Task brief:
In the entries below, find the lines that contain the word "better" and copy them.

[Recorded data — start]

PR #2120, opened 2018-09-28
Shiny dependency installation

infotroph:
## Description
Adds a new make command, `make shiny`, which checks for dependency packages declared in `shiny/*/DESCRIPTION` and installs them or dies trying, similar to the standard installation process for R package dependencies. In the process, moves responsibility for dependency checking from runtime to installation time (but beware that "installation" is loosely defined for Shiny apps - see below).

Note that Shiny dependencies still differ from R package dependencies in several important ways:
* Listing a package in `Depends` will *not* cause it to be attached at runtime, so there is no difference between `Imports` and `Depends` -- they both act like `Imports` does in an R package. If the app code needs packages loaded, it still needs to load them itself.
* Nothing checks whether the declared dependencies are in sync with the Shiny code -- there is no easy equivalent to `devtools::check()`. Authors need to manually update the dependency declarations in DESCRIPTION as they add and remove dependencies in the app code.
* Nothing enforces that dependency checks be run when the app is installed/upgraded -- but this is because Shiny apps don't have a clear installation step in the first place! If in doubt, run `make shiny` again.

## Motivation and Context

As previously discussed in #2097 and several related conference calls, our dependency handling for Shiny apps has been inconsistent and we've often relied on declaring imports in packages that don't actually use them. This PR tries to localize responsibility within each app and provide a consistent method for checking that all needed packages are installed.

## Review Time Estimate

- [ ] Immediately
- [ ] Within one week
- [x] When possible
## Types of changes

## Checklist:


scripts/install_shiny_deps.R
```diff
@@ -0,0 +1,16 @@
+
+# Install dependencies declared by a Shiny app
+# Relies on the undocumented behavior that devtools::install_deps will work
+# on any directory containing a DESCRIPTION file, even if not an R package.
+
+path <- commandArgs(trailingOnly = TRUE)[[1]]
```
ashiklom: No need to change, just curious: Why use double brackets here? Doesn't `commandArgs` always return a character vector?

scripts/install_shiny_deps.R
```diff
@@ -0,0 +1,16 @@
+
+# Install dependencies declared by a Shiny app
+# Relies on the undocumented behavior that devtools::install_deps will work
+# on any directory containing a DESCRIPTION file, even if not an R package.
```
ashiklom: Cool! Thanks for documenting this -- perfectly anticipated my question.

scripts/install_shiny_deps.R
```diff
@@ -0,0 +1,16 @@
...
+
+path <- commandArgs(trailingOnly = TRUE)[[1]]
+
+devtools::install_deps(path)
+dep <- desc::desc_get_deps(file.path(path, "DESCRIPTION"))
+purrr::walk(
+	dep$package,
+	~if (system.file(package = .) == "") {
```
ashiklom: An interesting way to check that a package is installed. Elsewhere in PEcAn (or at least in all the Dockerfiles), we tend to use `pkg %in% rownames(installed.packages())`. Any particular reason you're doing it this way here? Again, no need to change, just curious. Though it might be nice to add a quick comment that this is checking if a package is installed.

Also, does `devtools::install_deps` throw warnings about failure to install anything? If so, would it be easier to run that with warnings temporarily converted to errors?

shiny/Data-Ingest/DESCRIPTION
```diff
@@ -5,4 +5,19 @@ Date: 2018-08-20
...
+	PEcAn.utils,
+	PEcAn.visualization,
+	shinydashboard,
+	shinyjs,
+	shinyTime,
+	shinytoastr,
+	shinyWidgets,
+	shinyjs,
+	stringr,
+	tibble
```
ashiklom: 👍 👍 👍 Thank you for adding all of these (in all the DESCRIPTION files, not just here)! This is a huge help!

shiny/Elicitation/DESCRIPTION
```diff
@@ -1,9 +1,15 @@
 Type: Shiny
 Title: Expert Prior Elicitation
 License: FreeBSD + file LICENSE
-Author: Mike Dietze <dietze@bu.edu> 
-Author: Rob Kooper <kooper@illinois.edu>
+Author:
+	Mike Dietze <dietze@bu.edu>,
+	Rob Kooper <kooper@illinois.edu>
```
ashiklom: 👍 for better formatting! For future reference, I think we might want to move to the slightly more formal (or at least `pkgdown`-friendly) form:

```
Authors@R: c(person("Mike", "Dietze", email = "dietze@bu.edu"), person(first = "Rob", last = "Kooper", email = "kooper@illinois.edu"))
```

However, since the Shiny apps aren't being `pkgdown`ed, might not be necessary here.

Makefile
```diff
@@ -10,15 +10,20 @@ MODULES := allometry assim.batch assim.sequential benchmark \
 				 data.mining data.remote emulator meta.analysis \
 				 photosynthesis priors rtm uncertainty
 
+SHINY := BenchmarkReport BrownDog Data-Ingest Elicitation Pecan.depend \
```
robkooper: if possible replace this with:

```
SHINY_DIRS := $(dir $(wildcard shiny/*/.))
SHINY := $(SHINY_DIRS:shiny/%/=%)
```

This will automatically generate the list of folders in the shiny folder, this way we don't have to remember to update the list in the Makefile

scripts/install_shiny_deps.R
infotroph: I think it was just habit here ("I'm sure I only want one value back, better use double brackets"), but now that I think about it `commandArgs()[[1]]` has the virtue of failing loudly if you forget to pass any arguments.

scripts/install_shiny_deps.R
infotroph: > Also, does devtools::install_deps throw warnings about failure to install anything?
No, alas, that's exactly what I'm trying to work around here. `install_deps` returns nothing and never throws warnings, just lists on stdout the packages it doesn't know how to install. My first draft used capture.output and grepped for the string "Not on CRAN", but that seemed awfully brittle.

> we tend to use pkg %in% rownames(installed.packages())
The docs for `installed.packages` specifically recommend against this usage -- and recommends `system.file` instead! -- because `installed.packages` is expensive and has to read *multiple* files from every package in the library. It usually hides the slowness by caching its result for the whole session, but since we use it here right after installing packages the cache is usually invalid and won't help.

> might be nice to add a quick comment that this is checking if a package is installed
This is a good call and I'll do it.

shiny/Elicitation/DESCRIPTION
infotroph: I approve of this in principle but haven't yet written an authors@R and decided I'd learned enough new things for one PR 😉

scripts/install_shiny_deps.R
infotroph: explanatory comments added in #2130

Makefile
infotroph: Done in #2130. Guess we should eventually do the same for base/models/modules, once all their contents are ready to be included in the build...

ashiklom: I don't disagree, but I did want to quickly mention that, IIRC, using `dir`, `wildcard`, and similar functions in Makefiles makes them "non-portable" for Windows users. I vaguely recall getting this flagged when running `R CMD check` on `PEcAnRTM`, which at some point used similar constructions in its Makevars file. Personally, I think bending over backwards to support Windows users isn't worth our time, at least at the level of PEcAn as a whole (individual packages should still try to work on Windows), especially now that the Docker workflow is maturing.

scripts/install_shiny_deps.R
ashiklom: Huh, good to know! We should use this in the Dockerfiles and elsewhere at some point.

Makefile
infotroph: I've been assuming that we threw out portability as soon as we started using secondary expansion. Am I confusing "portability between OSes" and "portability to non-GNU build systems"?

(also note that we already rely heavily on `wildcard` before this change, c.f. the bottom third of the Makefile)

[Recorded data — finish]

Exercise output:
ashiklom: 👍 for better formatting! For future reference, I think we might want to move to the slightly more formal (or at least `pkgdown`-friendly) form:
infotroph: I think it was just habit here ("I'm sure I only want one value back, better use double brackets"), but now that I think about it `commandArgs()[[1]]` has the virtue of failing loudly if you forget to pass any arguments.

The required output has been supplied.